California, Like Idaho, Benefits From Timber Exports
Last week StateImpact told the story of Idaho Forest Group’s Laclede mill, which experienced its first shutdown in decades when the housing bubble burst, decimating lumber demand. The mill reopened thanks in large part to the company’s new focus on the export market.
The Wall Street Journal this week reports that the export market is helping to spur a similar turnaround in California timber towns, where timber revenues are on the rise.
“The revival comes as California timber harvests and revenue rise for the third straight year, according to state data and timber companies.
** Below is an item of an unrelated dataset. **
PR #57, opened 2026-04-15
Align native .so libraries to 16KB pages for Android 16 (fixes #55)

### LINKED ISSUE #55: App crashes immediately on startup on Honor Pad X8a (Android 16)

Timber harvests are up by 20% or more—and revenue is growing by a substantially higher margin—since a post-housing-bust slump sent harvests to a record low in 2009.
The trend is part of a West Coast logging rebound driven by log- and milled-lumber exports that also are providing a boost for Washington and Oregon.” — The Wall Street Journal
In the North Idaho town of Laclede, mill quality control manager Steve Spletstoser says exports to Japan have meant the difference between a lumberyard crowded by pallets of unsold lumber, and a lumberyard that has steady, predictable demand.
“There’s a consistent volume that we need to cut, each month,” he says. “We cut it, we package it, we put it on a truck, and it’s gone, every month.”